Re: ethtool TODO list - additional info
On 16-07-12 11:12 AM, John W. Linville wrote: > On Tue, Jul 12, 2016 at 01:04:52PM -0500, Jorge Alberto Garcia wrote: >> On Tue, Jul 12, 2016 at 12:55 PM, Jiri Pirko wrote: >>> Tue, Jul 05, 2016 at 05:37:42PM CEST, jorge.garcia.gonza...@gmail.com wrote: Hi ! Some days ago, Jiri Pirko was talking about some next steps to implement for ethtool. I haven't seen any follow up since ethtool's maintainer change. Can we have additional details about these ? - libethtool - API - generic netlink >>> >>> Yep, exactly, no reply. Apparently nobody really want to do any initiative >>> here, and I'm lacking time to do it :( >>> >> >> That's fine, I already got a git repo, I'm trying to understand what >> 'use generic netlink' means. >> >> This is a piece of what grep got me on iproute git repo (I'm still >> trying to understand) >> grep -i netlink -r iproute2/ >> iproute2/bridge/mdb.c:#include "libnetlink.h" >> iproute2/bridge/vlan.c:#include "libnetlink.h" >> ... >> .. > > The general notion would be to replace the current ioctl-based > ethtool API with one that is based on netlink, like many of the other > networking APIs.

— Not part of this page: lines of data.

PR #175, opened 2023-09-12
Initial code to get Box for phar building, replace DeployCommand

stloyd:
Info:
```shell
stloyd@MacBook-Pro-2 static-php-cli % box info spc.phar 

API Version: 1.1.0

Compression: None

Signature: SHA-1
Signature Hash: 127A780E883099614EA82B7BE52EE1E1A15E4E5B

Metadata: None

Contents: 691 files (2.35MB)

```

```shell
stloyd@MacBook-Pro-2 static-php-cli % ./spc.phar                                                                  
static-php-cli 2.0-rc6

Usage:
  command [options] [arguments]

Options:
  -h, --help            Display help for the given command. When no command is given display help for the list command
  -q, --quiet           Do not output any message
  -V, --version         Display this application version
      --ansi|--no-ansi  Force (or disable --no-ansi) ANSI output
  -n, --no-interaction  Do not ask any interactive question
  -v|vv|vvv, --verbose  Increase the verbosity of messages: 1 for normal output, 2 for more verbose output and 3 for debug

Available commands:
  build            build CLI binary
  doctor           Diagnose whether the current environment can compile normally
  download         [fetch] Download required sources
  dump-license     Dump licenses for required libraries
  extract          Extract required sources
  help             Display help for a command
  list             List commands
 build
  build:libs       Build dependencies
 dev
  dev:extensions   [list-ext] Helper command that lists available extension details
  dev:php-version  [dev:php-ver] Returns version of PHP located source directory
 micro
  micro:combine    Combine micro.sfx and php code together
```

Issue #124, opened 2023-08-08
Compiling with standalone spc binary cannot pass sanity check


crazywhalecc:
Reason: `/path/to/php phar:///path/to/the/static-php-cli/src/globals/test/xxx.php` run failed.

Solution:
1. Copy test files out of phar and run.
2. `try`, `eval` to run.
3. Use `php -r` to run.

PR #180, opened 2023-09-12
Replace file based extension tests with inline ones

stloyd:
This change simplifies testing of extensions against custom build PHP binaries, also inside the phar!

I'm fine with the general idea of that, but so far > I haven't heard a strong case for why it is necessary. It certainly > doesn't seem urgent to me -- if someone disagrees, then please explain! > And probably obvious but you can't remove the ioctl based ethtool interface because we have a lot of software using it so you will have to maintain both in parallel if there is a netlink equivalent. Also most the stuff in ethtool tends to be things you set once at init time or for debugging so the benefit of notifiers and such are minimal. Sure if I was doing it from scratch netlink would be better and there are probably parts of it that are worth converting over where notifier hooks and standardizing would be beneficial. I think Roopa for example was coming up with some more general statistics mechanism. My $.02 anyways. JohnF
Re: ethtool TODO list - additional info
From: "John W. Linville" Date: Tue, 12 Jul 2016 14:12:52 -0400 > I haven't heard a strong case for why it is necessary. Stats on large scale setups/systems is problematic and ethtool is a part of that problem. Extensibility in general suffers because of the ioctl() interface as well. For getting ethtool settings or stats, we have no clean filtering mechanism. I could go on and on... I think before any new features are added to ethtool, we move over to the netlink based interface and lock the existing ioctl() API in stone.